Re-sizing and zooming function are practically impossible at 500k points.

is there a way to handle this kind of graphs in qwt??

image is a samal example for the kind of graph with one series,
there have to be line series and point series on top of this.

11379

Thanks

Uwe
19th September 2015, 16:31
is there a way to handle this kind of graphs in qwt??
Yes, but don't expect to find a "make everything fast" flag.

Performance optimization is always a very individual thing and requires to have a certain understanding of what is taking time.
But at least here are some hints, when talking about QwtPlotCurve::Line curves:

When having a zoom level, where you can see all 500k points it is obvious, that you can reduce the number of points ( point weeding ) as many of them
are rounded to the same position on screen. When zooming you can't, but polygon clipping will speed up rendering.

a) Polygon Clipping

This is enabled as default setting for QwtPlotCurve

b) Weeding

For QwtPlotCurve::Lines you could use the Douglas Peucker algorithm ( QwtWeedingCurveFitter ) to reduce the number of points. But this is a heavy algo, that needs to be done outside of the render cycle ( number of curve points != number of points to be painted ). In SVN trunk ( a.k.a Qwt 6.2 ) you find a new flag QwtPlotCurve:: FilterPointsAggressive, that tries to unite lines ( http://zone.ni.com/reference/en-XX/help/371361H-01/lvconcepts/memory_management_for_large_data_sets ). This algo is fast and can be used inside the render cycle ( setting the attribute is all you need to to ).

Another thing you could try is setting the QwtPlotCanvas::OpenGLBuffer flag ( also SVN trunk ). Then the curves will be rendered hardware accelerated to an offscreen buffer - but with having some penalty for copying the buffer into memory afterwards.
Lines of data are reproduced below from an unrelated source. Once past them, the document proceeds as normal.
PR #31, opened 2015-06-17
Move ad image props into image previews

dwick:
This prevents the UI from having to handle edge cases for ad
images.

:eyeglasses: @ajacksified

### DIFF
--- a/src/models/link.es6.js
+++ b/src/models/link.es6.js
@@ -5,6 +5,34 @@ class Link extends Base {
   constructor(props) {
     delete props.selftext_html;
 
+    if (props.promoted) {
+      var resolutions = [];
+
+      if (props.mobile_ad_url) {
+        resolutions.push({
+          url: props.mobile_ad_url,
+          height: 628,
+          width: 1200,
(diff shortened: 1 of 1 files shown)


src/models/link.es6.js
```diff
@@ -5,6 +5,34 @@ class Link extends Base {
   constructor(props) {
     delete props.selftext_html;
 
+    if (props.promoted) {
```
ajacksified: An ad model would be preferable to modifying the link model (it could inherit from `Link` and call `super` in the constructor to get all of the other logic, too.)

dwick: Talked in person.  Basically the reason for not using a separate model is because this is how it works internally to reddit and if it was a different model then we'd have to handle initialization on every page `Link/Ad` are used. (comments page, listing, etc).  Doing it this removes that edge case.

ajacksified:
:fish:

dwick:
ff0eaf306b5f288f37b737bc278eb1c8b6ad8787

You could also try one of the native OpenGL based canvases, but the implementation of them is not yet finished.
But the probably easiest way to have hardware acceleration is using Qt4/X11 ( QApplication::setGraphicSystem( "native" ) ) - if this is an option.

Last but not least be careful with some attributes: a pen width > 1 slows down rendering significantly and antialiasing is a no-go, when rendering trillions of lines.